(Stored items)
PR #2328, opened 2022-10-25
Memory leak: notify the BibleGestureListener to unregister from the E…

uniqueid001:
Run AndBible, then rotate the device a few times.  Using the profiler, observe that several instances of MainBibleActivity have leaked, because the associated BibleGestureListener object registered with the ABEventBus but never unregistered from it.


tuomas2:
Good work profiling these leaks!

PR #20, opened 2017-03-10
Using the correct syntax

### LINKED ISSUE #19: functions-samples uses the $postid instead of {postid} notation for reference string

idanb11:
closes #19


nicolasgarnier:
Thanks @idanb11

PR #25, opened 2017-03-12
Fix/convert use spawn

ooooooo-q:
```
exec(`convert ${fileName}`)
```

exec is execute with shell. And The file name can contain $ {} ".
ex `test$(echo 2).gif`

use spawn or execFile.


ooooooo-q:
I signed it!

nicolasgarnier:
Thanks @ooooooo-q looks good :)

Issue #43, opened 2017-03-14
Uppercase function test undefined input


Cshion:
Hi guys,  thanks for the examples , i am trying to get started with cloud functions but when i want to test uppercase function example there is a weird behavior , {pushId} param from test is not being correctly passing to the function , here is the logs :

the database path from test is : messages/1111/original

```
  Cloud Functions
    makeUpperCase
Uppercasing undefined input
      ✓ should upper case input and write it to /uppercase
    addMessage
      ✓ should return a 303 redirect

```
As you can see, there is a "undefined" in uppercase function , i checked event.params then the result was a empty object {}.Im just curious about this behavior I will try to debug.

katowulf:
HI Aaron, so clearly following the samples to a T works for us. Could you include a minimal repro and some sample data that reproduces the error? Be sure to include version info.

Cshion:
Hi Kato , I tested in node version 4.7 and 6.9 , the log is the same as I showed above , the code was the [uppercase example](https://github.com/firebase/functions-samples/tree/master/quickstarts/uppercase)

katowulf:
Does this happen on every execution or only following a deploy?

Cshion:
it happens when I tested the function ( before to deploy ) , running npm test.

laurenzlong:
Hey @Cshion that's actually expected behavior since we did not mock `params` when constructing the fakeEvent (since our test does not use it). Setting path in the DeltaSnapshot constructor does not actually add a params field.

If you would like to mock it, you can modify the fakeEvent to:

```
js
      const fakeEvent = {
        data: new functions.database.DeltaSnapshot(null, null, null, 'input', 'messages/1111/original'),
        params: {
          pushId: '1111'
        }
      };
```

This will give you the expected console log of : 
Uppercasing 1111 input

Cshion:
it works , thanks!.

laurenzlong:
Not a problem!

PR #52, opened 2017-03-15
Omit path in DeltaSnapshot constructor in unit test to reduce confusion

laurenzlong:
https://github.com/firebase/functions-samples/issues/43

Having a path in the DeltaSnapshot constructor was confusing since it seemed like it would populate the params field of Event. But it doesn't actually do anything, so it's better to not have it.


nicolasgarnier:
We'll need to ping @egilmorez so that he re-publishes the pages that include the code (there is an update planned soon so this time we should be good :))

==

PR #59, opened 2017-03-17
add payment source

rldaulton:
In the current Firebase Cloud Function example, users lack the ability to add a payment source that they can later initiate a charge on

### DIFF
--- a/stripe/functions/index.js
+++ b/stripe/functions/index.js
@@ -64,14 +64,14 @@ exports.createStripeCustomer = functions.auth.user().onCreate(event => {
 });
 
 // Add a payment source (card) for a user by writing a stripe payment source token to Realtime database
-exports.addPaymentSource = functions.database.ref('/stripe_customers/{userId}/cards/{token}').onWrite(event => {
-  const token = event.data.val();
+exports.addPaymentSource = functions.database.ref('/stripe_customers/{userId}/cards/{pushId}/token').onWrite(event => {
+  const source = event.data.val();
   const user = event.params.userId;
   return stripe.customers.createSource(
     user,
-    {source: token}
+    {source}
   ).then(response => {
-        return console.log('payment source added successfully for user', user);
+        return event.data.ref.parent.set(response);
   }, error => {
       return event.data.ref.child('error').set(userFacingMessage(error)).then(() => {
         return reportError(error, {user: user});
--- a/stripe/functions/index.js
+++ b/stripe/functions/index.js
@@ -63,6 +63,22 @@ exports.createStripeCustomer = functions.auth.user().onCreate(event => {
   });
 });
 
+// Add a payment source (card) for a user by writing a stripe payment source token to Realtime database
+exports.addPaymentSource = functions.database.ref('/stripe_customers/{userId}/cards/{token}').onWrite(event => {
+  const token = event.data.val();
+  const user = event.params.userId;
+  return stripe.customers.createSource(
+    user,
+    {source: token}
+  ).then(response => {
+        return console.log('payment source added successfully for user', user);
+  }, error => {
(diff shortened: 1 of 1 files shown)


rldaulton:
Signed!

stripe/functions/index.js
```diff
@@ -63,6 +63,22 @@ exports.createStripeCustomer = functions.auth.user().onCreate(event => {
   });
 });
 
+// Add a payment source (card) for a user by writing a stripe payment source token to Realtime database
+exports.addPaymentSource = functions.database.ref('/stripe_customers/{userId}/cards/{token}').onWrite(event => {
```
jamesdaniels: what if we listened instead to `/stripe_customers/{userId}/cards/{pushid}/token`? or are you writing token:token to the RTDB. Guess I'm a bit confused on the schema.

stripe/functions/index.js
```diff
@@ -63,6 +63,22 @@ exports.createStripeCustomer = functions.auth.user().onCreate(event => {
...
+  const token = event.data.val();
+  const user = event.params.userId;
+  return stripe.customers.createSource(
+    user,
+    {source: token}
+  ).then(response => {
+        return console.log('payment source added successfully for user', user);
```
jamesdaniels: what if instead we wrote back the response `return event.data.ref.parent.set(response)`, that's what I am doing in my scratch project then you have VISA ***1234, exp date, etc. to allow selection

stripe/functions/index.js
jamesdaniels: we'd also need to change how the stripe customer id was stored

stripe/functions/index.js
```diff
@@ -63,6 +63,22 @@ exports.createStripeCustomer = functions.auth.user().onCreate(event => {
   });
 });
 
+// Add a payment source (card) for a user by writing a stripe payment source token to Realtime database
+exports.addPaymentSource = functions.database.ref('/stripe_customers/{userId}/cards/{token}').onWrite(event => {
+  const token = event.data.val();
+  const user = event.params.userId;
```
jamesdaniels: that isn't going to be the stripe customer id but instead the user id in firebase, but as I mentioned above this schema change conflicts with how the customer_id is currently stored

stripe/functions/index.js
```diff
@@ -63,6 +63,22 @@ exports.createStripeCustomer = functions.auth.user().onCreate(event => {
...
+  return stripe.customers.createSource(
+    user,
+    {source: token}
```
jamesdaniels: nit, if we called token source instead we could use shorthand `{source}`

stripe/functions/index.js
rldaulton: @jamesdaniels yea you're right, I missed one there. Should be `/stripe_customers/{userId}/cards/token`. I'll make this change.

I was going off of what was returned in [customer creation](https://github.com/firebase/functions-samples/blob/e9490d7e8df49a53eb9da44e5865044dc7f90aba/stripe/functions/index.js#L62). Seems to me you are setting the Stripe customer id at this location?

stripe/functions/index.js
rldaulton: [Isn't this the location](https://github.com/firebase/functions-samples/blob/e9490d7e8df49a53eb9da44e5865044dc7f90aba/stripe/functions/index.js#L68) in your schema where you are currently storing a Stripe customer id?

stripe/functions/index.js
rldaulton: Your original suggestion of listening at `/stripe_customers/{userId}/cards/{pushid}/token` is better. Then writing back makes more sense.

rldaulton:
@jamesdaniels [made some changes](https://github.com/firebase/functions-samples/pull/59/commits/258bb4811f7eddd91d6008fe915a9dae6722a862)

==

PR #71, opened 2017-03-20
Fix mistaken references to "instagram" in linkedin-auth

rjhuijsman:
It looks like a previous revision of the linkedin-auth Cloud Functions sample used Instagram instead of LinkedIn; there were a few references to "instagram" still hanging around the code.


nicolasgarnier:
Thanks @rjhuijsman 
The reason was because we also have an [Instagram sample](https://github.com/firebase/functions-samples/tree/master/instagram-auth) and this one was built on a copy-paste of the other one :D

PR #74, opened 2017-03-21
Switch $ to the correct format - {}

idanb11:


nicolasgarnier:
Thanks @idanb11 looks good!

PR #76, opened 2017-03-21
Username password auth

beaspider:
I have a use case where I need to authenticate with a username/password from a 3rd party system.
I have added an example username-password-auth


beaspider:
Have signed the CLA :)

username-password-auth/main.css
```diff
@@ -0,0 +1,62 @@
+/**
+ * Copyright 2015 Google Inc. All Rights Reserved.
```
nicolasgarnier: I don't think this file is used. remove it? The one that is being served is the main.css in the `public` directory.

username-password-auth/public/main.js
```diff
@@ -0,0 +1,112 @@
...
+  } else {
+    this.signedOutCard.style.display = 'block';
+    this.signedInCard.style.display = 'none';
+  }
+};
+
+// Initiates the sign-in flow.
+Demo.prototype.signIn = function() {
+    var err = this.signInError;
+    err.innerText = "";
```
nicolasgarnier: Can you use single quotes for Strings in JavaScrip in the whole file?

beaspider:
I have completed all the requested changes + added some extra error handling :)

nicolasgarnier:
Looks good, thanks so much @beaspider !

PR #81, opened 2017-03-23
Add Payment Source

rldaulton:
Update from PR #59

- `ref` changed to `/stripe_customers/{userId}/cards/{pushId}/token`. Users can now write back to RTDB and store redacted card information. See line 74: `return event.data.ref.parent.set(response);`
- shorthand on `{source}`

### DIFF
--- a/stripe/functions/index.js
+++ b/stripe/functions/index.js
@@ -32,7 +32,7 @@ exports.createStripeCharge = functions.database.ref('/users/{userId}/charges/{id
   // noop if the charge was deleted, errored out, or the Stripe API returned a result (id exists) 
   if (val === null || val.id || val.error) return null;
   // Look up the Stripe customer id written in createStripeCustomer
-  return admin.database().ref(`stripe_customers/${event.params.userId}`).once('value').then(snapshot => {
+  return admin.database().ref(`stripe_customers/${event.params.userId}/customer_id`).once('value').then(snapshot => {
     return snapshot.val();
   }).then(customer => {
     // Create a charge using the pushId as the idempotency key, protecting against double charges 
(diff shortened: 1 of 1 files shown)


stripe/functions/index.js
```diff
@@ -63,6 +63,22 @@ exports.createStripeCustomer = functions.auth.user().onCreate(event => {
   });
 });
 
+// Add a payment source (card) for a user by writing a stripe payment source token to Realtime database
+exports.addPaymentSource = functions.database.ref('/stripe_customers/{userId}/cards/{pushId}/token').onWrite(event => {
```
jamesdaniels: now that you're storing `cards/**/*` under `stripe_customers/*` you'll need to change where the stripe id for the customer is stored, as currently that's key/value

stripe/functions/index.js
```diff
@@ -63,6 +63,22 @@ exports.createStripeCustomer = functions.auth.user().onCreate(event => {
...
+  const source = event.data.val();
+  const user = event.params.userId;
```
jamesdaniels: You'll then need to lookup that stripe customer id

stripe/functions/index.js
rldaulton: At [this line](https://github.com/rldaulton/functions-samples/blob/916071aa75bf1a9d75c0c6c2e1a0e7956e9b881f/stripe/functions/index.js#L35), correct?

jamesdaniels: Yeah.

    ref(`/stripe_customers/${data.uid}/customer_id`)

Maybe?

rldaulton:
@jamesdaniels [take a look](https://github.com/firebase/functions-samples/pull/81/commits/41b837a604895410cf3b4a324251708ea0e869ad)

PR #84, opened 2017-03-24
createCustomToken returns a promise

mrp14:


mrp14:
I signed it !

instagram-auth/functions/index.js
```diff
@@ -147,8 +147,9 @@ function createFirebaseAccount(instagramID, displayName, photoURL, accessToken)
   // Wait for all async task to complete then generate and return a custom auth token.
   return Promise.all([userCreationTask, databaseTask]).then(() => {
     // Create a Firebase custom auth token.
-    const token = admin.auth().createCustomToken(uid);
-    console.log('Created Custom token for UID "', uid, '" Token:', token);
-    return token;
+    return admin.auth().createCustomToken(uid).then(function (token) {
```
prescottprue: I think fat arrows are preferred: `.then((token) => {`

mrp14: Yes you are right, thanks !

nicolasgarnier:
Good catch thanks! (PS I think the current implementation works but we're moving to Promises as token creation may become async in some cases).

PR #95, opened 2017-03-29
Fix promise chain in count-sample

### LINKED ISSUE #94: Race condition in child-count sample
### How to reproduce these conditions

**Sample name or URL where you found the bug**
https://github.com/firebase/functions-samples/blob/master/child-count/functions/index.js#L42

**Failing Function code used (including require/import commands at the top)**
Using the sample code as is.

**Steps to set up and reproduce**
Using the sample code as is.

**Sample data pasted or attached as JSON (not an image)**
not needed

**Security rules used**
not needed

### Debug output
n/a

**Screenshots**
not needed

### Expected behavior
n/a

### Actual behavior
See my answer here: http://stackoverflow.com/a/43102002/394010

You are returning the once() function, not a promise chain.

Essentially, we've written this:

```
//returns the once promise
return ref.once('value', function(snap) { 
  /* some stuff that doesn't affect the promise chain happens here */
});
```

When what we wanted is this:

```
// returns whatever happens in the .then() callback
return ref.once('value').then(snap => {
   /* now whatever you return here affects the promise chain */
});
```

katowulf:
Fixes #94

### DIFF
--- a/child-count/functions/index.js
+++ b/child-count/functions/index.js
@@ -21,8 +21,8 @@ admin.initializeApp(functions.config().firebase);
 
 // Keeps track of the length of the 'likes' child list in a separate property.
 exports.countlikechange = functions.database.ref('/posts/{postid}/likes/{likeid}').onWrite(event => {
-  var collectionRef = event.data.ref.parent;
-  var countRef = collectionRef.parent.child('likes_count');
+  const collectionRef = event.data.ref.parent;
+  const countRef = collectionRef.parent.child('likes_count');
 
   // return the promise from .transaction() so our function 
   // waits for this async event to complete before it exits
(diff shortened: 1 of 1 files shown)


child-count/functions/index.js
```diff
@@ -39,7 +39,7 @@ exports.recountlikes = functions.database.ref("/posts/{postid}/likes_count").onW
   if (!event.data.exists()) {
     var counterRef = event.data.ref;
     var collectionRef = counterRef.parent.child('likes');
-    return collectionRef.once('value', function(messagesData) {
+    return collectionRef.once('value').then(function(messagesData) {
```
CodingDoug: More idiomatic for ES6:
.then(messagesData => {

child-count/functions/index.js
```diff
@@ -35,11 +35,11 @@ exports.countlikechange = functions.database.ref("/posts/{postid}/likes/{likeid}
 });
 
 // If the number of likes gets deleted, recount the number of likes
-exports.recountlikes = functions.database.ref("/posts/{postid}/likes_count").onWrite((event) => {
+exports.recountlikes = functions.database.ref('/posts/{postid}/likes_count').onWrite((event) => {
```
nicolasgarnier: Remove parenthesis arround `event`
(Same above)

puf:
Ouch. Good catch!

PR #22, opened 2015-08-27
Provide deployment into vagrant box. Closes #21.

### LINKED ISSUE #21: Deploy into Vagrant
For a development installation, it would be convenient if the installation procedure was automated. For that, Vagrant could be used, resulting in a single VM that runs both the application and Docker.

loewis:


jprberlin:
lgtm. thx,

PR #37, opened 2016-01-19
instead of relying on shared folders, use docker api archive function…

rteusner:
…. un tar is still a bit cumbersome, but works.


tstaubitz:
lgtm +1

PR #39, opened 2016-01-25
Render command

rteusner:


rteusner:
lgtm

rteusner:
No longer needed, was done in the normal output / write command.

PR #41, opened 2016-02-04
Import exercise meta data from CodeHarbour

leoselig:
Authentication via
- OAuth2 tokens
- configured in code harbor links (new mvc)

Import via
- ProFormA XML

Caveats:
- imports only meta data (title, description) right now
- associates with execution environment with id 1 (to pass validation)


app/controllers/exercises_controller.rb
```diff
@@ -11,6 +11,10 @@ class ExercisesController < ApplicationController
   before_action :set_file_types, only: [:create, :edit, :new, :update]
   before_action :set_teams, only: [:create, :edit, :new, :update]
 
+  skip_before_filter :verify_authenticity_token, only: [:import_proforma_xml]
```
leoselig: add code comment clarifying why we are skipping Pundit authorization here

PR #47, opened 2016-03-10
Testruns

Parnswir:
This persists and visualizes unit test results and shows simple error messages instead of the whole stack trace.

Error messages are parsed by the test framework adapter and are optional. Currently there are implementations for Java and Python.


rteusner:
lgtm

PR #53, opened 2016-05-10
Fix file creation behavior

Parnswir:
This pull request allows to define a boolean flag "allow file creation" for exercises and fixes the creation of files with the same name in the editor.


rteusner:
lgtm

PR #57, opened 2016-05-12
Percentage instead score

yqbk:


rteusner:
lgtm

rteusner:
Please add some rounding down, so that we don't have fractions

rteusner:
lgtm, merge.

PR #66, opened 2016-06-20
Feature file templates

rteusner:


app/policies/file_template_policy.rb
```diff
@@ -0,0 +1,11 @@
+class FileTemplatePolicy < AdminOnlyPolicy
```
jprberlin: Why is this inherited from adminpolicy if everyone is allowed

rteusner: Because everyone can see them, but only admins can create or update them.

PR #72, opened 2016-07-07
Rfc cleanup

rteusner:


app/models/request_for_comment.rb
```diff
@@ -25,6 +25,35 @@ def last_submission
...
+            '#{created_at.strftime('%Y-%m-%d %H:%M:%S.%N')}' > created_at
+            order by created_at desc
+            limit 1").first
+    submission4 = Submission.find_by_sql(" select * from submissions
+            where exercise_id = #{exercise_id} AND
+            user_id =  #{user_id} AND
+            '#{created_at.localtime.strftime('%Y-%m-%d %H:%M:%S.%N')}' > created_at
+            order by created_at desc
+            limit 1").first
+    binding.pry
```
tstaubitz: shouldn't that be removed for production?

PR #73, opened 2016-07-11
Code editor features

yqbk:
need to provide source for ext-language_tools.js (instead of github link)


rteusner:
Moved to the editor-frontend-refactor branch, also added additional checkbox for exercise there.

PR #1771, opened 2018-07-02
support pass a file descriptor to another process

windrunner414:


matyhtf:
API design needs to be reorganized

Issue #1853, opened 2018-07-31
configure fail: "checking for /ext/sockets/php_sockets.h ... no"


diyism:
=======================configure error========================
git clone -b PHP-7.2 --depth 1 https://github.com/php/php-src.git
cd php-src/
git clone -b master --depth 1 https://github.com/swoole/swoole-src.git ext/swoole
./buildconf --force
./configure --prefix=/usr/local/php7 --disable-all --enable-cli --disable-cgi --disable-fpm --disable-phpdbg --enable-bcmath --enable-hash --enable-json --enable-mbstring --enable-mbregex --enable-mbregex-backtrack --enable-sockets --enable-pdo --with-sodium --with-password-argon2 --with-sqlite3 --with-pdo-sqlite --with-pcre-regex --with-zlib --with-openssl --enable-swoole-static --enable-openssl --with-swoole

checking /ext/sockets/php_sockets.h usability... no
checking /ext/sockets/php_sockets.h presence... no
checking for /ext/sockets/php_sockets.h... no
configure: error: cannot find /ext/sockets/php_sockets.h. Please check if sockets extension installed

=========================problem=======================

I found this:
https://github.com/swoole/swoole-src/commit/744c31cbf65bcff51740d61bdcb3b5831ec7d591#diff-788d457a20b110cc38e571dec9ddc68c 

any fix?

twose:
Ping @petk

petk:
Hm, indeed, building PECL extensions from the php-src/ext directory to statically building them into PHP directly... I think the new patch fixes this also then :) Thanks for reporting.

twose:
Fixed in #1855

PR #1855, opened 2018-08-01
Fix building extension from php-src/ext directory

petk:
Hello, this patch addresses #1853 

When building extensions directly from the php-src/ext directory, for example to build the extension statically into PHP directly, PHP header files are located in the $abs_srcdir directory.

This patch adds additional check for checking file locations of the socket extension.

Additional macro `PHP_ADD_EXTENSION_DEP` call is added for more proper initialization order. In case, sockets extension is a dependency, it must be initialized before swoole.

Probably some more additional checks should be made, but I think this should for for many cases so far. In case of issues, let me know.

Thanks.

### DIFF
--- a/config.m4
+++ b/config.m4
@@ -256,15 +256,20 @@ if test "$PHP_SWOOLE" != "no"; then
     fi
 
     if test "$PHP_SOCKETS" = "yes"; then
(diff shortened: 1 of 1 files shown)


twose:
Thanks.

* [WHAT THE TASK REQUIRES] The expected answer is an exact copy of the lines above, beginning at the line with "Hm, indeed, building" and ending at the line with "This patch adds", with both ends in.

* [SOLUTION]
Hm, indeed, building PECL extensions from the php-src/ext directory to statically building them into PHP directly... I think the new patch fixes this also then :) Thanks for reporting.

twose:
Fixed in #1855

PR #1855, opened 2018-08-01
Fix building extension from php-src/ext directory

petk:
Hello, this patch addresses #1853 

When building extensions directly from the php-src/ext directory, for example to build the extension statically into PHP directly, PHP header files are located in the $abs_srcdir directory.

This patch adds additional check for checking file locations of the socket extension.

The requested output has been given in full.